The crawler implements the GitHub search and returns all the links from the search result.
The input is a JSON object, containing:
- search keywords
- list of proxies
- type
Example:
{
"keywords": [
"openstack",
"nova",
"css"
],
"proxies": [
"194.126.37.94:8080",
"13.78.125.167:8080"
],
"type": "Repositories"
}
The output is a JSON object, containing:
- list of links
- author and language statistics for repositories
Example:
[
{
"url": "https://github.com/atuldjadhav/DropBox-Cloud-Storage",
"extra": {
"owner": "atuldjadhav",
"language_stats": {
"CSS": 52,
"JavaScript": 47.2,
"HTML": 0.8
}
}
}
]
- Python 3
- requests
- beautifulsoup4
- pytest
Download repository and if needed add more input data.

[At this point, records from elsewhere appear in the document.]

Issue #284, opened 2026-08-11
/forgot-password: the error live region is created WITH the message, so nothing announces


JohnDominicJasmin:
**QA Team** · **triage of the 10 failures — done from the run's own artifacts, no re-run needed. 1 real defect, 8 environmental, 1 already fixed.**

## My earlier guess was wrong, and that is the point of checking

I said the four `seo` failures were *"almost certainly baselines needing
re-derivation"* because `ROUTES` lost two entries in #267. **That was wrong.**

```
TimeoutError: page.goto: Timeout 90000ms exceeded
  seo/canonical    -> /calc
  seo/title        -> /playbook
  seo/meta-desc    -> /news
  seo/h1           -> /ops/login
  a11y/unnamed     -> /research
  a11y/html-lang   -> /news
  a11y/duplicate-id-> /terms
```

**Seven of the ten are the same failure — a 90-second navigation timeout on a
different route each time.** Free-plan Render, cold containers, and a suite that
hit it for 40 minutes straight. Nothing to do with baselines, routes, or the
release.

Had I reported my guess, we would have spent a day re-deriving four baselines
that are fine.

## 🔴 The one real finding: `/forgot-password` announces nothing

`a11y-auth` U5 — WCAG 2.2 SC 4.1.3 Status Messages, Level AA:

```
/forgot-password: no .login-error container before the error - it is created
                  WITH the message, so nothing announces
/forgot-password: container exists but carries neither role="alert" nor aria-live
/forgot-password: container is display:none, so it is not in the accessibility tree
```

**A live region only announces a change if it existed before the change.** A
screen-reader user submits the form, gets an error, and hears nothing — the
element carrying the message is created at the same moment as the message.

The spec's own note says *"adding `role="alert"` to a conditionally-rendered
element satisfies a naive check and still announces nothing — which is what this
test used to miss"*, so the test was strengthened at some point and this may be a
known gap rather than a regression from today. **I have not confirmed which**, and
it does not change that it is real.

Filing separately. **Not a release blocker** — it is pre-existing on this
evidence, and holding the calendar fix for it would be the wrong trade.

## The remaining two

```
checkout       expected - qa holds no LEMONSQUEEZY checkout URL
no-selling     FIXED since the run - the three labels were DB rows, two now
               corrected on both databases; UPGRADE_GATE_BULLET_3 still needs
               dev's component change
```

## Release status

[...]

PR #287, opened 2026-08-11
test(e2e): every spec navigates through the guard, not just the sweeps

JohnDominicJasmin:
**QA Team** · Follow-up to #286, acting on your review. **You were right, and the two specs you named were the ones that mattered.**

## Summary

The classifier moved out of `settle()` into a shared `gotoGuarded()` helper. All **30 direct `page.goto` call sites across 10 spec files** now go through it, plus `gotoSignedIn()` in `_auth.ts` — which navigates too and neither of us had counted.

```
spec files with direct page.goto      10   all converted
call sites                            30
helpers that navigate                  1   _auth.ts gotoSignedIn
deliberately excluded                  1   offline.spec.ts
```

## Why `offline.spec.ts` is excluded, and why that is not an oversight

That spec navigates **while the context is offline on purpose** — `page.goto('/markets').catch(() => {})` at line 88, with the assertion on what happens after. A failed navigation there *is* the measurement. Labelling it `ENVIRONMENT` would put the prefix on the one file where the failure is the point, and would make the prefix mean less everywhere else. It is documented at the helper rather than left for someone to "fix" later.

## Verified — your exact scenario, both directions

**The failure you predicted, now labelled:**

```
  qa/e2e/hidden-routes.spec.ts qa/e2e/no-selling-hidden-features.spec.ts \
  --project=desktop --max-failures=2
```

```
ENVIRONMENT: navigation to /backtest never completed - net::ERR_CONNECTION_REFUSED
ENVIRONMENT: navigation to /upgrade  never completed - net::ERR_CONNECTION_REFUSED
```

Those are precisely the two you flagged: *"/backtest did not redirect"* and *"/upgrade advertises a hidden route"*. Both now announce themselves as the environment instead of as a pricing regression.

**The control, against deployed staging at `0ab7034`:**

```
13/13 passed — no-selling-hidden-features + hidden-routes + econ-calendar
```

Same 13 as the release verification, unchanged. `tsc` clean, `eslint` 0 errors across `qa/e2e`.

Currently there is one test file test_input.JSON
for testing purposes.
Type in the command prompt:
python main.py [input] [output]
where input
is the name of the JSON file (just the name)containing the input search terms you want to return the links for,
and output
is the name of the JSON file you want the resulting links to be saved in.
There is a pytest module in the tests folder. Change the current working directory to it and type:
pytest -q
for running all tests, or
pytest -q test_module.py
where test_module.py is the specific module you want to test.